Vídeo da marca de produtos para limpezas da P&G, exibido no big game de 2018, é apontado como um dos mais inovadores da história da final

Luiz Gustavo Pacete
28 de janeiro de 2020 - 6h00

 

Kiko Mattoso, criativo brasileiro que participou do anúncio: “criar para o Super Bowl é bem extenuante porque são rodadas e mais rodadas explorando diferentes territórios” (Crédito: Reprodução)

O ano de 2018 foi emblemático para a P&G em Cannes. Na ocasião, a empresa levou vários leões para a casa em função do sucesso do vídeo “It’s a Tide Ad” que foi ao ar no intervalo do Super Bowl. Para os profissionais consultados por Meio & Mensagem sobre as campanhas mais inovadoras da final da NFL nos últimos anos, o “It’s a Tide Ad” está na lembrança da maioria e por motivos distintos. Ao usar a metalinguagem e falar da publicidade utilizando a própria publicidade, Tide conseguiu, naquele ano, se destacar em meio a uma disputa acirrada por atenção.

Felix Del Valle, CCO da Ogilvy, explica que o comercial teve uma premissa básica de hackear a atenção e o espaço de todos os outros anúncios exibidos naquela final. “Dizendo que todos os comerciais eram um ‘Tide Ad’, eles conseguiram expandir o impacto tendo em vista que cada anúncio daquele break que mostrasse alguém de roupa limpa também seria considerado um comercial de Tide”. Rafael Donato, CCO da David, entende que esse comercial teve uma capacidade de expandir o alcance da marca e André Marques, CCO da WMcCann, ressalta a escala do conteúdo. “Essa campanha trolou o formato clichê de anúncios de outras indústrias para vender sabão.
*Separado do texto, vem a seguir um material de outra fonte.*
Issue #291, opened 2022-06-18
Update cookbook recipes to PureScript 0.15.2


JordanMartinez:
At some point, this cookbook should be updated to `0.15.2` now that we can use ES modules.

Besides updating the recipes, the current blocker is how to run the examples in a web browser. Currently, it's done via `try.ps.ai`. However, that was setup by Miles and I don't want to maintain it even if I was granted access / shown how to maintain it. It would be easier to just use `try.purescript.org` directly, but the examples can't be loaded due to https://github.com/purescript/trypurescript/issues/174

So, I think dropping the `Main` module requirement in Try PureScript would need to be done first and then we could continue with this.

JordanMartinez:
Closed by #292

PR #292, opened 2022-07-12
Update repository to PureScript 0.15.4

andys8:
## Changes

* Fix code where necessary due to breaking changes in libraries (colors were deleted, modules renamed, affjax change)
* Change index.js and index.html to work with parcel 2 and es modules
* Removed all build warnings

## Broken

- `HelloConcur`: No recent activity for `concur` in 2022
- `ReadPrintFileContentsConcur`: No recent activity for `concur` in 2022
- `PayloadHttpApiNode`: There is a branch open to update https://github.com/hoodunit/purescript-payload/pull/27

## Related

Solves https://github.com/JordanMartinez/purescript-cookbook/issues/291


package.json
```diff
@@ -1,8 +1,9 @@
 {
   "license": "MIT",
   "devDependencies": {
-    "parcel-bundler": "^1.12.5",
-    "purescript": "^0.14.3",
+    "parcel": "^2.6.0",
+    "process": "^0.11.10",
```
JordanMartinez, line 5: Could you clarify why `process` is being added here?

recipes/AddRemoveEventListenerJs/src/Main.purs
```diff
@@ -85,7 +85,7 @@ main = do
       -- In this approach, we use a better approach to add an event listener
       -- where we don't need to store a reference to the listener since
       -- it is still in scope.
-      removeListener <- addBetterListener METypes.click false buttonMain \e -> do
+      removeListener <- addBetterListener METypes.click false buttonMain \_e -> do
```
JordanMartinez, line 88: Shouldn't this just be `\_ ->` if the `e` isn't used?

recipes/SimpleASTParserLog/src/Main.purs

Muita diversão e leveza numa categoria que há tempos não impactava com uma mensagem.”, diz Marques.

Kiko Mattoso, diretor criativo na TBWA\Chiat\Day, e um dos brasileiros que participou da criação da campanha, afirma que o briefing era “fazer algo melhor do que a campanha do ano anterior, o ‘Bradshaw Stain’, que já havia rendido 10 leões em Cannes, ou seja, a barra já tava na lua. Um job como o do Super Bowl é bem extenuante porque são rodadas e mais rodadas explorando diferentes territórios, experimentado todo tipo de ideia para garantir que o resultado final vai ser o melhor possível.”
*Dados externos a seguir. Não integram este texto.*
Issue #198, opened 2020-08-06
Compact and warning-free React recipes


milesfrain:
Follow-up to #197 

The existing code produces a warning in the dev console with [this strategy](https://try.ps.ai/?gist=f42dc4b8e49846de036d0556d8ec4e11):
```purs
main :: Effect Unit
main = do
  body <- body =<< document =<< window
  case body of
    Nothing -> throw "Could not find body."
    Just c -> do
      buttons <- mkButtons
      render (buttons {}) (HTMLElement.toElement c)
```

Here's a [warning-free option](https://try.ps.ai/?gist=f1d001df5581561115ef289015f4d339) that's a little more verbose:
```purs
-- App setup
main :: Effect Unit 
main = do
  root <- createRootElement
  buttons <- mkButtons
  render (buttons {}) root

-- DOM helper, creates an element we can mount
-- the React app into
createRootElement :: Effect Element
createRootElement = do
  doc <- document =<< window
  body <- maybe (throw "Could not find body element") pure =<< HTMLDocument.body doc
  root <- createElement "div" $ HTMLDocument.toDocument doc
  root # Element.setClassName "app-root"
  void $ appendChild (Element.toNode root) (HTMLElement.toNode body)
  pure root
```

It would be most ideal to have a utility function that handles this common pattern:
``` purs
main :: Effect Unit 
main = renderInRoot $ mkButtons {}
```

Tracking a proposal to add this utility function to the React library in https://github.com/lumihq/purescript-react-basic-dom/issues/8

Also wondering if we should make code that's reused between recipes more generic (even if `scripts/newRecipe.sh`) handles this renaming for us. For example, removing "buttons" where possible:
```purs
myComponent :: Component {}
myComponent = do
  component "MyComponentName" \_ -> React.do
    -- button-specific code here

main :: Effect Unit 
main = renderInRoot $ myComponent {}
```

JordanMartinez:
> Tracking a proposal to add this utility function to the React library in lumihq/purescript-react-basic-dom#8

I think it would be better to get this utility function merged and then update the cookbook here.

> Also wondering if we should make code that's reused between recipes more generic (even if scripts/newRecipe.sh) handles this renaming for us. For example, removing "buttons" where possible:

[...]

PR #294, opened 2022-07-16
React v18 update

andys8:
This is the suggested update path to react v18:

* Rendering into `#root` (solves Solves https://github.com/JordanMartinez/purescript-cookbook/issues/198)
* Using `createRoot` as recommented in react v18
* Rename component to generic name (`app`), for consistency across examples.

If this change is good to go, I can roll it out to all `ReactHooks` examples.

```
./BookReactHooks/
./ButtonsReactHooks/
./CardsReactHooks/
./CatGifsReactHooks/
./ClockReactHooks/
./ComponentsInputReactHooks/
./ComponentsMultiTypeReactHooks/
./ComponentsReactHooks/
./DragAndDropReactHooks/
./FileUploadReactHooks/
./FormsReactHooks/
./GroceriesReactHooks/
./HelloReactHooks/
./ImagePreviewsReactHooks/
./NumbersReactHooks/
./PositionsReactHooks/
./RoutingHashReactHooks/
./RoutingPushReactHooks/
./ShapesReactHooks/
./TextFieldsReactHooks/
./TicTacToeReactHooks/
./TimeReactHooks/
```

### DIFF
--- a/package.json
+++ b/package.json
@@ -2,16 +2,16 @@
   "license": "MIT",
   "devDependencies": {
     "esbuild": "^0.14.49",
-    "parcel": "^2.6.0",
+    "parcel": "^2.6.2",
     "process": "^0.11.10",
-    "purescript": "^0.15.3",
-    "spago": "^0.20.3"
+    "purescript": "^0.15.4",
+    "spago": "^0.20.9"
   },
   "dependencies": {
-    "ace-builds": "^1.4.11",
-    "big-integer": "^1.6.48",
-    "react": "^16.14.0",
-    "react-dom": "^16.14.0",
-    "xhr2": "^0.2.0"
+    "ace-builds": "^1.7.1",
+    "big-integer": "^1.6.51",
+    "react": "^18.2.0",
+    "react-dom": "^18.2.0",
+    "xhr2": "^0.2.1"
   }
 }
--- a/packages.dhall
+++ b/packages.dhall
@@ -18,7 +18,7 @@ let overrides =
           , "web-file"
           , "web-html"
           ]
-        , repo = "https://github.com/andys8/purescript-react-basic-dom.git"
+        , repo = "https://github.com/lumihq/purescript-react-basic-dom.git"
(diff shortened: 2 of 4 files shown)


JordanMartinez:
This looks good, but the only issue is the override in the `packages.dhall` file. (See https://github.com/JordanMartinez/purescript-cookbook/blob/master/CONTRIBUTING.md#only-use-packages-in-the-latest-package-set-release)

I get that the changes needed are in `master` for that library, but I'd still prefer to wait until an official release is made.

Other than that, yeah, this seems fine to me.

ptrfrncsmrph (approved):

andys8:
Yes, the override will be dropped and replaced by package set update before merge. Converted to draft PR to make clear this won't be merged in its current state.

JordanMartinez:
> Yes, the override will be dropped and replaced by package set update before merge. Converted to draft PR to make clear this won't be merged in its current state.

Sounds good!

JordanMartinez:
Looks like we only need to update the `react` dependency in Try PureScript, update the package set here to remove the override and use the latest release, and then this is good to merge. Is that right?

andys8:
Aaaaand... update all the other react examples. Currently only one of them is modified. This can be another pullrequest though, since the api is deprecated, but not broken and will still work.

The latest package set doesn't have the react update. With the next package set, we'll have it.

* https://github.com/purescript/package-sets/commit/baec24fec2ed9a649cae3d9ccdfa83eb59180e23
* https://github.com/purescript/package-sets/commit/b0fadc9f670bbf51123d1ceb67cae7431769f207

andys8:
Updated the package set. I would be fine with merging this PR as is:

* Only updating "HelloReactHooks".
* Next PR: Format repository with `purs-tidy`
* Next PR: Update all other react examples.

The current and expected state of the non-updated react examples is to see these warnings. They're exactly what this PR solved, but only for "HelloReactHooks". The examples with warnings still work.

image

image

JordanMartinez:
Thanks!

“Não sei se existe uma fórmula para fazer um bom Super Bowl, mas no geral como o público é muito vasto e diverso, a tendência é fazer algo popular, que seja fácil entender pra todo mundo e não só para um grupo específico de pessoas. Então quando surgiu a ideia, parecia um pouco complicada de assimilar já que o público teria que entender que todo comercial que eles estivessem vendo que mostrasse gente com roupa limpa seria um comercial de Tide. Essa dúvida com certeza rolou, então a gente sabia que seria melhor ter outros comerciais menores só para relembrar as pessoas e a forma como fizemos isso foi transformando tudo num jogo de adivinhação”, explica Mattoso.

Na ocasião, de acordo com a iSpot.tv, empresa que monitora o desempenho de campanhas nos Estados Unidos, o comercial da Tide teve, durante o jogo, 800 milhões de visualizações em diversas plataformas e um impacto em redes sociais de mais de 110,762 mil interações.

*Crédito da foto no topo: NFL

“It´s a Tide Ad”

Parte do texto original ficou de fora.